WHAT YOU NEED TO DO: Please filter the data down to the lines that include the word "accepted" and copy them.

RECORDED INFORMATION:

PR #465, opened 2026-07-29
fix(stovepipe): mint a distinct message id for each buildsignal re-poll

behinddwalls:
### Why?

`buildsignal` schedules its next poll by re-publishing to its own topic, and it reused the build id as the message id — byte-identical to the message `build` published to start the loop. The MySQL queue dedups on the `(topic, partition_key, id)` unique key and `InsertDelayed` swallows the collision with `ON DUPLICATE KEY UPDATE topic = topic`, returning success. So the reschedule was accepted and silently discarded.

This is deterministic, not a race. The re-publish happens before the delivery is acked, and GC only collects up to the minimum *acked* offset on idle ticks, so the colliding row is always still present.

The effect: any build that is not terminal on its first poll is never polled again. `Build.Status` freezes at `accepted`/`running`, the request never leaves `processing`, nothing is published to `record`, and the queue's `in_flight_count` slot is never released — so after `MaxConcurrent` such builds the queue stops admitting work entirely.

Nothing caught it because the fake build runner could not report a non-terminal status until the previous commit, and the unit tests matched the published message with `gomock.Any()`.

### What?

`publishBuildSignal` now mints `{buildID}/poll/{generation}`, where the generation is read off the id of the delivery being processed and incremented — so a chain runs `B` -> `B/poll/1` -> `B/poll/2` -> … The partition key stays the build id, so each build's poll loop keeps its own partition.

The generation advances deterministically rather than randomly, which matters for the case a random suffix handles badly. The next id is a pure function of the delivery, so a redelivery racing the original computes the *same* id and dedup collapses the two into one message: the build keeps a single poll chain. A random suffix would instead fork a second chain, doubling the poll rate and racing the first chain's status CAS for no benefit.

A stable id is not an option in the other direction either — that is the bug itself. Even a fixed-but-different id like `B/poll` only survives one extra tick, because the second tick's re-poll then collides with the message being processed.

## Test Plan

✅ `bazel test //stovepipe/...` — new unit test asserts successive re-polls mint distinct ids and never reuse the build id. Verified it genuinely regresses: reverting just the id line fails it with `"map[bk-1:{}]" should have 3 item(s), but has 1`.

✅ `bazel test //test/e2e/stovepipe/...` — new e2e ingests a queue carrying the `build-slow` marker and waits for the build row to reach `succeeded`, which requires more than one poll tick. The service log shows three distinct ids on the `buildsignal` topic for one build.

## Stack
1. #464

REPLY:
`buildsignal` schedules its next poll by re-publishing to its own topic, and it reused the build id as the message id — byte-identical to the message `build` published to start the loop. The MySQL queue dedups on the `(topic, partition_key, id)` unique key and `InsertDelayed` swallows the collision with `ON DUPLICATE KEY UPDATE topic = topic`, returning success. So the reschedule was accepted and silently discarded.
The effect: any build that is not terminal on its first poll is never polled again. `Build.Status` freezes at `accepted`/`running`, the request never leaves `processing`, nothing is published to `record`, and the queue's `in_flight_count` slot is never released — so after `MaxConcurrent` such builds the queue stops admitting work entirely.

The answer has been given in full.